Dataset entries:
PR #1736, opened 2019-06-11
show button to trigger update [ch2697]

yuindustries:
When in triggerMode manual, show a button that can be clicked to trigger update.

- If we get a failure response from the API, just console log it for now. In a separate PR, we should handle it more elegantly in the UI so the user knows what's happening.

- There's no indication that there are changes detected in a resource. That will be a separate PR.

## Preview

2019-06-11 - triggerMode manual button


jazzdan:
(Btw I think we have a bad merge here, let's pair on it and figure it out)

yuindustries:
Closing this one since the commit history is a mess due to merge mishaps.

PR #1738, opened 2019-06-12
show button to trigger update [ch2697]

yuindustries:
When in triggerMode manual, show a button that can be clicked to trigger update.

- If we get a failure response from the API, just console log it for now. In a separate PR, we should handle it more elegantly in the UI so the user knows what's happening.

- There's no indication that there are changes detected in a resource. That will be a separate PR.

## Preview

2019-06-11 - triggerMode manual button


yuindustries:
@jazzdan — As discussed, this is the same PR as the one from yesterday. But with a cleaner history.

web/src/SidebarTriggerButton.test.tsx
```diff
@@ -0,0 +1,16 @@
...
+it("renders trigger button in manual mode", () => {
+  const root = mount(
+    <SidebarTriggerButton
+      isSelected={true}
+      resourceName="doggos"
+      triggerMode={TriggerMode.TriggerModeManual}
+    />
+  )
+
+  expect(root.find(".SidebarTriggerButton")).toHaveLength(1)
```
jazzdan: I think this should be a snapshot test. Otherwise it's not really testing that much.

jazzdan: We could, though, test that it makes certain kinds of requests when clicked.

PR #1740, opened 2019-06-12
web: show * next to resources with pending manual mode changes

jazzdan:
Also better support for manual mode pending resources

### DIFF
--- a/web/src/HUD.tsx
+++ b/web/src/HUD.tsx
@@ -35,7 +35,7 @@ type Resource = {
   IsTiltfile: boolean
   LastDeployTime: string
   PathsWatched: Array<string>
-  PendingBuildEdits: any
+  PendingBuildEdits: Array<string>
   PendingBuildReason: number
   ResourceInfo: {
     PodCreationTime: string
@@ -49,6 +49,7 @@ type Resource = {
   RuntimeStatus: string
   ShowBuildStatus: boolean
   TriggerMode: TriggerMode
+  HasPendingChanges: boolean
 }
 
 type HudState = {
--- a/web/src/SidebarIcon.tsx
+++ b/web/src/SidebarIcon.tsx
@@ -1,5 +1,5 @@
 import React, { PureComponent } from "react"
-import { TriggerMode, ResourceStatus } from "./types"
+import { TriggerMode, ResourceStatus, Build } from "./types"
 import { Color } from "./constants"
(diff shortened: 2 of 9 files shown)


jazzdan:
Screen Shot 2019-06-12 at 12 36 21 PM

jazzdan:
I imagine we will change the styling later on, but wanted to get the correct functionality in first.

web/src/HUD.tsx
```diff
@@ -49,6 +49,7 @@ type Resource = {
   RuntimeStatus: string
   ShowBuildStatus: boolean
   TriggerMode: TriggerMode
+  HasPendingChanges: boolean
```
maiamcc: is there a reason this has to be a separate boolean rather than just `PendingBuildEdits.len > 0`?

web/src/SidebarIcon.tsx
```diff
@@ -31,6 +34,8 @@ export default class SidebarIcon extends PureComponent<SidebarIconProps> {
       fill = Color.red
     } else if (props.hasWarning) {
       fill = Color.yellow
+    } else if (props.isDirty && props.lastBuild && props.lastBuild.Error) {
```
maiamcc: comment this case

web/src/HUD.tsx
jazzdan: Yes, take this scenario:

1. Make a change to a manual resource
2. The resource errors
-- At this point `PendingBuildEdits` doesn't get emptied because a completed built did not go through.

Therefore if we relied only on `PendingBuildEdits` we wouldn't be able to reliably distinguish between "I changed a file" and "a build failed so there's still files that haven't been updated in the cluster".

Does that make sense?

maiamcc: ah yes gotcha!

maiamcc: ...though i might disambiguate the names a little in that case? I assume the difference to the user is that if `PendingBuildEdits.len > 0 && !HasPendingChanges` then we don't offer them a "play" button?

jazzdan: Yeah, thing is that `HasPendingChanges` is a term with [specific meaning in the backend](https://github.com/windmilleng/tilt/blob/16349b8ffdb6b152865db699ab902d07e9bd2a57/internal/store/engine_state.go#L387). If we change it here we should change it everywhere, and then that feels like a separate PR.

PR #1741, opened 2019-06-12
model: changes to a manifest's TriggerMode via config change actually make it into engine state [ch2703]

maiamcc:

Please review the following commits I made in branch maiamcc/set-trigger-mode-from-tiltfile:

0dce522f86a002503d75a0b8aed6cbfa51eb06ed (2019-06-12 16:07:37 -0400)
actually test this code change

b315ef613b6db748286d0aa9c926058cb440b8ae (2019-06-12 16:01:24 -0400)
clean up some existing config change tests

f32a355fd79311fa5c7b3e30e4b3d71d99e27d3e (2019-06-11 16:27:43 -0400)
check triggerMode when checking manifest equality (so we attach the new manifest to the state if we only change triggerMode)

### DIFF
--- a/internal/engine/upper.go
+++ b/internal/engine/upper.go
@@ -495,18 +495,14 @@ func handleConfigsReloaded(
 
 		configFilesThatChanged := state.LastTiltfileBuild.Edits
 		old := mt.Manifest
-		if !m.Equal(old) {
-			old := mt.Manifest
-			mt.Manifest = m
-
-			if model.ChangesInvalidateBuild(old, m) {
-				// Manifest has changed such that the current build is invalid;
-				// ensure we do an image build so that we apply the changes
-				state := mt.State
-				state.BuildStatuses = make(map[model.TargetID]*store.BuildStatus)
-				state.PendingManifestChange = time.Now()
-				state.ConfigFilesThatCausedChange = configFilesThatChanged
-			}
+		mt.Manifest = m
+		if model.ChangesInvalidateBuild(old, m) {
+			// Manifest has changed such that the current build is invalid;
+			// ensure we do an image build so that we apply the changes
+			state := mt.State
+			state.BuildStatuses = make(map[model.TargetID]*store.BuildStatus)
+			state.PendingManifestChange = time.Now()
+			state.ConfigFilesThatCausedChange = configFilesThatChanged
 		}
 		state.UpsertManifestTarget(mt)
 	}
--- a/internal/engine/upper.go
+++ b/internal/engine/upper.go
@@ -494,14 +494,19 @@ func handleConfigsReloaded(
 		newDefOrder[i] = m.ManifestName()
 
 		configFilesThatChanged := state.LastTiltfileBuild.Edits
-		if !m.Equal(mt.Manifest) {
+		old := mt.Manifest
+		if !m.Equal(old) {
+			old := mt.Manifest
 			mt.Manifest = m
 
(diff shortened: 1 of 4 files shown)


internal/engine/upper_test.go
```diff
@@ -691,101 +691,54 @@ k8s_resource('doggos', new_name='quux')  # rename "doggos" --> "quux"
 	f.assertAllBuildsConsumed()
 }
 
-func TestNoOpChangeToDockerfile(t *testing.T) {
+func TestConfigChange_NoOpChange(t *testing.T) {
```
maiamcc: while I was here I cleaned up some old configChange tests to make them
a. more in line with how we currently test stuff
b. easier to read
c. not use fast build, since we'll deprecate it eventually

internal/engine/upper.go
```diff
@@ -494,14 +494,19 @@ func handleConfigsReloaded(
 		newDefOrder[i] = m.ManifestName()
 
 		configFilesThatChanged := state.LastTiltfileBuild.Edits
-		if !m.Equal(mt.Manifest) {
+		old := mt.Manifest
+		if !m.Equal(old) {
+			old := mt.Manifest
```
jazzdan: Duplicate of L497?

internal/model/manifest.go
```diff
@@ -177,7 +177,23 @@ func (m Manifest) Validate() error {
...
 func (m1 Manifest) Equal(m2 Manifest) bool {
-	primitivesMatch := m1.Name == m2.Name
+	primitivesEq, dockerEq, k8sEq, dcEq := m1.fieldGroupsEqual(m2)
+	return primitivesEq && dockerEq && k8sEq && dcEq
+}
+
+// ChangesInvalidateBuild checks whether the changes from old => new manifest
+// invalidate our build of the old one; i.e. if we're replacing `old` with `new`,
+// should we perform a full rebuild?
+func ChangesInvalidateBuild(old, new Manifest) bool {
```
jazzdan: Is this change necessary to fix the bug in ch2703? I was under the impression that it was just the change to the manifest equality function.

internal/engine/upper.go
```diff
@@ -494,14 +494,19 @@ func handleConfigsReloaded(
...
 			mt.Manifest = m
```
landism: Moving this outside the `if` would reduce the impact of similar bugs in the future, though with the downside that the remaining impact would be harder to notice.

internal/engine/upper.go
maiamcc: lol yep

internal/model/manifest.go
maiamcc: I meannnn strictly speaking it's not necessary for just the bug fix -- however, without this code, every change to TriggerMode also causes the manifest to rebuild, which is unnecessary and so makes it a pain to change TriggerMode.

jazzdan: If a resource goes from manual to auto, shouldn't it trigger a rebuild since there might be pending changes?

Or is that handled by the build controller?

internal/engine/upper.go
maiamcc: 😬 imma do it!

internal/model/manifest.go
maiamcc: Good question! I believe it's handled by the build controller but i'll write a test

maiamcc: Test added -- good catch @jazzdan! (it IS indeed handled by the build controller.)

WHAT IS EXPECTED: Could you quote, exactly as they appear, the line containing "maiamcc: 😬 imma do it!" and every line after it to the end of the records above?

RESPONSE BELOW:
maiamcc: 😬 imma do it!

internal/model/manifest.go
maiamcc: Good question! I believe it's handled by the build controller but i'll write a test

maiamcc: Test added -- good catch @jazzdan! (it IS indeed handled by the build controller.)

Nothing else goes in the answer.